I turn to comfort food more and more. It’s taking it’s toll on my hips. lol
lol
I’m just eating ice cream. (And it’s still doing not a thing, lol : )
Oh, and another thing, if our food shortage gets out of hand what will I do, eat bugs and mud cookies as comfort food? ULK!!!
gak!
Not me.......no way, no how!
I'm tearing into a bag of cheetos.
golly........how do you manage that one??? : )
OMG........I can eat a whole bag of those!
And then there’s the sour patch kids....
and gummies....
and good and plenty....
and banana cream pie......
and.....
Neither will I. Isn’t that so gross. Bugs, maybe before too long they’ll start talking about a RUMP roast really being a RUMP roast. *gag*
How ‘bout pork rinds?
ewwwwww
I think the best thing is to start growing our own food!
Loss.
Doesn’t surprise me a bit that Obama is associating with these anti-American terrorists. Behind his outward congeniality is a hardcore leftist.
haaaaaaaa
I’m glad I’m munching or I’d be hungry. :)

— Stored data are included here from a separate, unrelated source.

PR #16185, opened 2024-05-17
16050 Show script python_class name and description

### LINKED ISSUE #16050: Custom Scripts - Module & Script Attributes
### Deployment Type

Self-hosted

### NetBox Version

v4.0.0

### Python Version

3.10

### Steps to Reproduce

1. Create a custom script module including multiple scripts
2. Define a "name" for the module
3. Define a "name" and "description" for the scripts.
4. Add the script module to NetBox

### Expected Behavior

When the script module is added, NetBox should reflect all configured attributes on the GUI interface.

image

### Observed Behavior

- NetBox uses the script module file name as the name instead of the defined "name" attribute
- NetBox uses the script class name as the name of the script instead of the defined "name" attribute
- NetBox does not show the defined "description" attribute.

Custom_Scripts

arthanson:
### Fixes: #16050 

Removed module name customization from docs as this doesn't look like it worked in v3.7 after discussion with Jeremy.


jeremystretch (changes requested):
This looks to address the script name & description but not the [module name](https://docs.netbox.dev/en/stable/customization/custom-scripts/#name). Can we fix that as well?

samk-acw:
I tried these changes manually on my server and had issue with `script.python_class.description` - If a script has a field called "description" it will throw an exception:

><class 'AttributeError'>
>'StringVar' object has no attribute 'strip'

Seems like the description attribute (probably name and any other attributes) get overwritten with the field vars if there's a field with the same name
Changing it to `script.python_class.Meta.description` resolved it for me.

jeremystretch (approved):

PR #16192, opened 2024-05-18
16173 - Fix pagination when `pagination.per_page` is `""`

### LINKED ISSUE #16173: Clearing page length user preference breaks pagination
### Deployment Type

Self-hosted

### NetBox Version

v4.0.2

### Python Version

3.10

### Steps to Reproduce

1. Create a new user account
2. Visit a page that uses pagination. It should load properly.
3. Open `/user/preferences/` and click the "X" on `Page length`.
4. Click `Save`.
5. Visit the page in step 2. An error should occur.

### Expected Behavior

The page should load without an error.

### Observed Behavior

```
<class 'TypeError'>

'<' not supported between instances of 'int' and 'str'

Python version: 3.10.14
NetBox version: 4.0.2
Plugins: 
  netbox_demo: 0.5.0
```

I believe this is because the `paginate.per_page` preference is an empty string:

```
GET /api/users/config/

{
    "ui": {
        "htmx_navigation": ""
    },
    "locale": {
        "language": ""
    },
    "pagination": {
        "per_page": "",
        "placement": "bottom"
    },
    "data_format": "json"
}
```

Therefore, `per_page` is set to `""` instead of `config.PAGINATE_COUNT`:
https://github.com/netbox-community/netbox/blob/4b2f26a8002a8f01e186211c648768892cc199c8/netbox/utilities/paginator.py#L90

devon-mar:
### Fixes: #16173

Fixes `TypeError` when `paginate.per_page` user preference is `""`.
This happens when the user clears the per page preference which sets it to the empty string, causing
`per_page` to be a string instead of an integer.

### DIFF
--- a/netbox/utilities/paginator.py
+++ b/netbox/utilities/paginator.py
@@ -87,7 +87,7 @@ def get_paginate_count(request):
             pass
 
     if request.user.is_authenticated:
-        per_page = request.user.config.get('pagination.per_page', config.PAGINATE_COUNT)
+        per_page = request.user.config.get('pagination.per_page') or config.PAGINATE_COUNT
         return _max_allowed(per_page)
 
     return _max_allowed(config.PAGINATE_COUNT)


jeremystretch (approved):
Thanks @devon-mar!

PR #16206, opened 2024-05-20
14010 add IEC 60130-12 power port connetors

### LINKED ISSUE #14010: Add  "IEC 60130-10" (DC) to power port types
### NetBox version

v3.6.3

### Feature type

Data model extension

### Proposed functionality

The existing model for "power ports" includes a very large amount of AC-type ports, but not much in the way of DC power.
It would be nice to have better documentation about what specific type of connector(s) a device has.

I would like to propose these additions:
* Barrel connector (ideally, a list of various ID & ODs for the barrel would be nice, but this gets to be a mess very quickly - there is currently not even a generic "barrel plug" option and I'd be happy with that)
* Bolt-through terminal (is this what "hardwired" under "Other" is meant to be? or is hardwired actually intended for a "permanent, requires electrician" connection?)
* [Screw-down wire-clamp terminal](https://mou.sr/45Q6xC9) 
* [Removable Terminal Block connector](https://mou.sr/3ZMNMye) (there are a slew of these as well, I guess technically "DC Terminal" would cover this as a generic, but documenting at least some of the more common connector types would be "better")

### Use case

Attempting to correctly model real-world equipment requires the port types to be defined. 😉 

### Database changes

(no db changes expected?)

### External dependencies

_No response_

arthanson:


jeremystretch (changes requested):

jeremystretch (commented):
This adds the port (male) types; what about the outlet (female) types? Presumably we need to add those as well.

But he only threw his ribbons over the white house fence. He didn’t throw the actual medals. Those, he kept for future political campaigns.
Left side of mouth: Throw something
Right side of mouth: Keep something
Doin’ the liberal shuffle:
You put your left foot in
Then you take it out
You put your right foot in,
Then you turn yourself about...
Pork rinds - the best.
Yeah......I only had, for dessert today, an ice cream sandwich after lunch....and then an apple for a snack later...then dinner. Oh, I had hostess chocolate donuts (the small ones) for breakfast....I *behaved* today, lol.
Pork rinds reminds me of a time at summer camp.......one night.
hehehe
The little bite size donuts in the white bag? Well, bite size for me.